**EXERCISE OBJECTIVE**
Where does the string "hooks" appear? Copy every line of the entries below that holds it.

**GIVEN DATA**
Start of Block

Issue #954, opened 2025-07-30
separate private mode from DisplayMode


nischal-shetty2:
currently in [src/hooks/useDisplayMode.ts](https://github.com/joinmarket-webui/jam/pull/937/files/bafa7ba67816f8f3e07d5294de22eba6014bbd38..2f1b224c3603c3c81dacb74f8d80b94f6460afb3#diff-7721803c576843b119dbc4fa8bb73cfa4f67c80a5654e545c042f6812bc8d11d) the `private` mode is clubbed together with `sats` and `btc` mode. ideally this needs to be a separate type `private`/`hidden` and `public`/`visible`

theborakompanioni:
Already done.

PR #975, opened 2025-09-20
chore(v2): separate private mode from display mode

zmjohnso:
This PR addresses task #954.

The `src/hooks/useDisplayMode.ts` hook's  `DisplayMode` type was broken up into a `Currency` type and a simple `isPrivate` boolean. Doing so simplifies the logic where most of the time, we only care about toggling the currency type. This also greatly cleans up the logic in places like `src/components/settings/Settings.tsx`, where the separation of types is more apparent. While the individual toggles were separated, there is still a `toggleDisplayMode` for swapping between the three "display modes" on the landing page. Maybe there is still a cleaner way to do this? Also, the naming conventions could possibly still be improved. I used `currency: Currency`, but `bitcoinUnits: BitcoinUnits` might make more sense.


theborakompanioni:
LGTM

theborakompanioni (approved):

End of Block

**REPLY**
currently in [src/hooks/useDisplayMode.ts](https://github.com/joinmarket-webui/jam/pull/937/files/bafa7ba67816f8f3e07d5294de22eba6014bbd38..2f1b224c3603c3c81dacb74f8d80b94f6460afb3#diff-7721803c576843b119dbc4fa8bb73cfa4f67c80a5654e545c042f6812bc8d11d) the `private` mode is clubbed together with `sats` and `btc` mode. ideally this needs to be a separate type `private`/`hidden` and `public`/`visible`
The `src/hooks/useDisplayMode.ts` hook's  `DisplayMode` type was broken up into a `Currency` type and a simple `isPrivate` boolean. Doing so simplifies the logic where most of the time, we only care about toggling the currency type. This also greatly cleans up the logic in places like `src/components/settings/Settings.tsx`, where the separation of types is more apparent. While the individual toggles were separated, there is still a `toggleDisplayMode` for swapping between the three "display modes" on the landing page. Maybe there is still a cleaner way to do this? Also, the naming conventions could possibly still be improved. I used `currency: Currency`, but `bitcoinUnits: BitcoinUnits` might make more sense.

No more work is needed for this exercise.